__INPUT DATA__:
§ §

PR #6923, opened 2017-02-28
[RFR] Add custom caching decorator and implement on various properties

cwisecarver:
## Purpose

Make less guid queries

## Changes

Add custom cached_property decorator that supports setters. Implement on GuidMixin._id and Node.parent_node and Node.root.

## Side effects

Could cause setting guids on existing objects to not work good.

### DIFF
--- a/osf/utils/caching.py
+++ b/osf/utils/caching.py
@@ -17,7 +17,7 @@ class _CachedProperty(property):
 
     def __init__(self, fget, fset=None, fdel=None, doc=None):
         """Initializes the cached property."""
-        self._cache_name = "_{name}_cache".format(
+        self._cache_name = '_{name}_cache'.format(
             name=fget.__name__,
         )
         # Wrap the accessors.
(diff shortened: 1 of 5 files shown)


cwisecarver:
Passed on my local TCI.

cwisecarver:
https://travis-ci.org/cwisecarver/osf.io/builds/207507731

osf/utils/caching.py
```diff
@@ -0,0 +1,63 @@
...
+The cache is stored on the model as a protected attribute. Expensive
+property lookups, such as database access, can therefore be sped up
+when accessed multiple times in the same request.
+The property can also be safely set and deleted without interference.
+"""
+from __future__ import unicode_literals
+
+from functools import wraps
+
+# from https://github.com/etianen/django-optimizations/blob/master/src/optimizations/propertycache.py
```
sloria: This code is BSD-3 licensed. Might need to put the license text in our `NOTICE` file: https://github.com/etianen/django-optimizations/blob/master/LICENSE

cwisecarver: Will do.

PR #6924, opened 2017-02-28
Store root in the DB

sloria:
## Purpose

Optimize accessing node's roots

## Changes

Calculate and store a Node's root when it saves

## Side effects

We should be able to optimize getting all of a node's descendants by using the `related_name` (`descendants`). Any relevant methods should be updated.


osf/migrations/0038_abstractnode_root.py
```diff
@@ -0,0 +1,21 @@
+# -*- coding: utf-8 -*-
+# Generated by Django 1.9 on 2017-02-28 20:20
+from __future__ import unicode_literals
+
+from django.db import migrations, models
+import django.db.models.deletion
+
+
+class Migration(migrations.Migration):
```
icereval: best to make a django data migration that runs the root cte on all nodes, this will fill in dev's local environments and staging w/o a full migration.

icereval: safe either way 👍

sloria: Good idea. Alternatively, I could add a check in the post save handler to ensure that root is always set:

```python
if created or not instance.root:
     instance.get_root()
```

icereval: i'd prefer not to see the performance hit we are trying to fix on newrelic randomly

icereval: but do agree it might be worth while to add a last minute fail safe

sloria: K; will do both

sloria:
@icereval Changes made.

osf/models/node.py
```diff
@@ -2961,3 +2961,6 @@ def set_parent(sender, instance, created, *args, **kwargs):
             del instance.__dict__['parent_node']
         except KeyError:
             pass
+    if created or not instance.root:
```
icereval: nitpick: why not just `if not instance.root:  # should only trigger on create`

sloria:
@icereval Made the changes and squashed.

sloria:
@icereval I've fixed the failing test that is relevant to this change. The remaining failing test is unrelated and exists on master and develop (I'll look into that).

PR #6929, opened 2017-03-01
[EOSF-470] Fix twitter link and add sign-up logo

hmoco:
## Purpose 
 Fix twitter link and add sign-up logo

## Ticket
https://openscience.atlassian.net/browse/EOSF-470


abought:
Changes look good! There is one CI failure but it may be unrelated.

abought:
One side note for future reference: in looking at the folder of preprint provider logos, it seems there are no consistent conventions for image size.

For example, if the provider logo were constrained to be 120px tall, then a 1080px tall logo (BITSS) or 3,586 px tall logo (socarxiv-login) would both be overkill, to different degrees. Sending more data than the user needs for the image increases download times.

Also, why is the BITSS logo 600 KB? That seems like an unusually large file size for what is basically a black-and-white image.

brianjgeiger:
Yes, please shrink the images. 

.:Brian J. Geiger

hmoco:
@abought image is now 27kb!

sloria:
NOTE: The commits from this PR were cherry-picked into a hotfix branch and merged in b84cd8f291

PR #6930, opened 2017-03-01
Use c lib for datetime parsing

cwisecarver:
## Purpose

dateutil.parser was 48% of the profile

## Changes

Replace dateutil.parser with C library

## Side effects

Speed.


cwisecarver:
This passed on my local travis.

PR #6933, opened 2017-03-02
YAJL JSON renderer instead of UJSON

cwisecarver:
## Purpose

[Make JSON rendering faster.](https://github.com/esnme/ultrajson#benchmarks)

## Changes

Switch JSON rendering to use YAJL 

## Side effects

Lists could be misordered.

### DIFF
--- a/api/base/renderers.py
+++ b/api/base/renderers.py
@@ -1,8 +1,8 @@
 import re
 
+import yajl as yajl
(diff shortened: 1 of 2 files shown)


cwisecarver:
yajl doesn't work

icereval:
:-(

§ §

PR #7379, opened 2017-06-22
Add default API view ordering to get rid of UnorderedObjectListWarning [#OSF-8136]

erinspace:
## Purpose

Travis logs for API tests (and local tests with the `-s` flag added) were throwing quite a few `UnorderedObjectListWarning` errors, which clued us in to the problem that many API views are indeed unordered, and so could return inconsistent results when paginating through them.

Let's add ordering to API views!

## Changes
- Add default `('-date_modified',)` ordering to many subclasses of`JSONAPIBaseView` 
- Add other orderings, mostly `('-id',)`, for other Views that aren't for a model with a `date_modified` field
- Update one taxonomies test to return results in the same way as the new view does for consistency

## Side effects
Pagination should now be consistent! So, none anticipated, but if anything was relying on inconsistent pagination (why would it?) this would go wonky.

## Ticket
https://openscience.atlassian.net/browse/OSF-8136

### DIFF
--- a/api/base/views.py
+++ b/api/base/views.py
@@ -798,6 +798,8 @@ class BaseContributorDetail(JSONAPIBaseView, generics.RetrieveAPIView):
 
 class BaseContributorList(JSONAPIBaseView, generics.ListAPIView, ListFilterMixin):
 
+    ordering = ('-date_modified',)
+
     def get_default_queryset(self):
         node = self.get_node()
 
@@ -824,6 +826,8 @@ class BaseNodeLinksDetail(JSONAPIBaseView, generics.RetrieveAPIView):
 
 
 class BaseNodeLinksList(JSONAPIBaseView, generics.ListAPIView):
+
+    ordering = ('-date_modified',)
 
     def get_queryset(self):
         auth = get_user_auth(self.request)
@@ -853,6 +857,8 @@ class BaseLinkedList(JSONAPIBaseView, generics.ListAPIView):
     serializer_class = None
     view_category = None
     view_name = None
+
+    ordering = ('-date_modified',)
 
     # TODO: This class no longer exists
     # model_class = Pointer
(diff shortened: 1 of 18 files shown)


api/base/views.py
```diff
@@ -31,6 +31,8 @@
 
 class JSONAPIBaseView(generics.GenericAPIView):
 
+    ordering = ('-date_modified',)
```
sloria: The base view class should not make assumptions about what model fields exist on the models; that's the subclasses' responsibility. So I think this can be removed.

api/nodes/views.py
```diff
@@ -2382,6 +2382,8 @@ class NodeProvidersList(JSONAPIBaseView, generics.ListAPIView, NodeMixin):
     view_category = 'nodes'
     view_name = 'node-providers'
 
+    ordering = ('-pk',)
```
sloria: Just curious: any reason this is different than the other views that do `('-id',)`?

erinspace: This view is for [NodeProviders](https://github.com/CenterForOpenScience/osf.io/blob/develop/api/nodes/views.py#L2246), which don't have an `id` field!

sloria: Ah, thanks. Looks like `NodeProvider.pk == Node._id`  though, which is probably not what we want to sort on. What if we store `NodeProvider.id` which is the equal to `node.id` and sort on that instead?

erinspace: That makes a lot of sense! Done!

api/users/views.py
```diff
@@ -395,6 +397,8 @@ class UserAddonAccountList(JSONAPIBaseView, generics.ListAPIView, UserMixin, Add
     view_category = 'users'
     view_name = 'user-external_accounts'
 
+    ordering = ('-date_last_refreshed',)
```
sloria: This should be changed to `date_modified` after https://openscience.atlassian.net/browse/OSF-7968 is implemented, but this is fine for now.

§ §

__ABOUT THIS EXERCISE__:
Your answer should be one number: the count of lines in the data above that include the word "both".

__TASK OUTPUT__:
2